Now I wouldn't label myself as being perticularly conservative, but the idea of this just appauls me. I dread to think what would happen, were I to use the ###### word whilst at work when I'm maybe chatting with a potential customer. And don't get me wrong, there is a place where swearing doesn't bother me at all, jeez you should listen to me on team speak 2 whilst gaming, but children inperticular need to know that time of place and school certainly isn't one of them.

Anyway, here is the local news report about it:

Head under fire for swearing decision

A HEADTEACHER'S decision to allow certain pupils to use the F-word up to five times a lesson to prepare them for the real world has continued to come under fire.

Alan Large, head at Weavers School, Wellingborough, said the new rules – which will be brought in at the start of the new academic year on Tuesday – would make teenagers think about how often they swore.

But his decision has been criticised by Wellingborough council leader Eileen Higgins, who called the initiative "appalling".
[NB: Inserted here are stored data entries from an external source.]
PR #276, opened 2019-11-22
Unavailable for expiration

eanders:
This completes this story: https://www.pivotaltracker.com/story/show/169844453.

It adds an optional expiration length for "unavailable as candidate fors" and provides a means for someone to manually make a client available on a route.

### DIFF
--- a/app/controllers/unavailable_on_route_controller.rb
+++ b/app/controllers/unavailable_on_route_controller.rb
@@ -15,7 +15,6 @@ class UnavailableOnRouteController < ApplicationController
       flash[:notice] = "#{@client.name} is now available to match on the #{@unavailable_for.route&.title}"
     else
       flash[:error] = "Unable to make #{@client.name} available on the #{@unavailable_for.route&.title}"
-      render :new
     end
     redirect_to client_path(@client)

She said: "It really is the worst thing the school could do to tackle such a problem. Iif they get away with it at school they will think it is acceptable everywhere.

"It is an easy way out – it is not solving the problem. Children go to school to learn English, not to swear.

"It is appalling children are allowed to do such a thing. Those who do not use the word will start to think it is acceptable."

The policy applies to up to 20 students in the isolation unit at the school for children with specialist educational needs between the ages of 14 and 16.

Teachers will record the number of times pupils in two classes use the word by keeping a tally on the board.

The policy will not allow pupils to swear directly at teachers but to use the word as an adjective.

Mr Large, 52, who has been in charge at the school for a year, told the ET his idea would help students realise swearing was not accepted in the "real world".

Moira Shepherd, 84, of Main Street, Barnwell, contacted the ET after reading about Mr Large's decision.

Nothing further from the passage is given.